### [AIM OF THE EXERCISE]
In the listing beneath this line, copy exactly the lines starting with the one containing "-34,6 +34,10 @@" and going on through the one containing "There are some".

### [EXTRACTED RECORDS]

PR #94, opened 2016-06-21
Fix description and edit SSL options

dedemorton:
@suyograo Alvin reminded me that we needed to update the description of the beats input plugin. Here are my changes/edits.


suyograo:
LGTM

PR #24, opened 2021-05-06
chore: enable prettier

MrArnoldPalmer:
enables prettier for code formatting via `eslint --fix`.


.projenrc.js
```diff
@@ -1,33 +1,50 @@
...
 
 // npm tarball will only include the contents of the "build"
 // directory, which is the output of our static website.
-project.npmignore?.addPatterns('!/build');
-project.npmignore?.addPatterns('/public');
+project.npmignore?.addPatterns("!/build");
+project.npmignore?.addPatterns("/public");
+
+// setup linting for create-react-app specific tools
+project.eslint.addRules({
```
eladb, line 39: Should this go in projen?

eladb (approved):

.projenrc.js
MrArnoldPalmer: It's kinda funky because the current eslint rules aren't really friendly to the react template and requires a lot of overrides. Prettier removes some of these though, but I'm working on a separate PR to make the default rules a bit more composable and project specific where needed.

--

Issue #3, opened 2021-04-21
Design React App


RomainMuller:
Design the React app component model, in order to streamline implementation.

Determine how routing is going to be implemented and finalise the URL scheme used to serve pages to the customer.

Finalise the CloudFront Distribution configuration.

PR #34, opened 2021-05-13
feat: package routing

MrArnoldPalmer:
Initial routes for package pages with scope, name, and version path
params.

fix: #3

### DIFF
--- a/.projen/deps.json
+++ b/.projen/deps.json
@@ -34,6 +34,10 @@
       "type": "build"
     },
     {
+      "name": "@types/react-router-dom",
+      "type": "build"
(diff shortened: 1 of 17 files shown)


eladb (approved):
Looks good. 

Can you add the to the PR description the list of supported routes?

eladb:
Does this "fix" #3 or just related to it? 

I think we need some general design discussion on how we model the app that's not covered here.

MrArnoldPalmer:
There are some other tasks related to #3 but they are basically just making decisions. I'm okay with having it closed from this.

### [ANSWER FOR THIS EXERCISE]
@@ -34,6 +34,10 @@
       "type": "build"
     },
     {
+      "name": "@types/react-router-dom",
+      "type": "build"
(diff shortened: 1 of 17 files shown)


eladb (approved):
Looks good. 

Can you add the to the PR description the list of supported routes?

eladb:
Does this "fix" #3 or just related to it? 

I think we need some general design discussion on how we model the app that's not covered here.

MrArnoldPalmer:
There are some other tasks related to #3 but they are basically just making decisions. I'm okay with having it closed from this.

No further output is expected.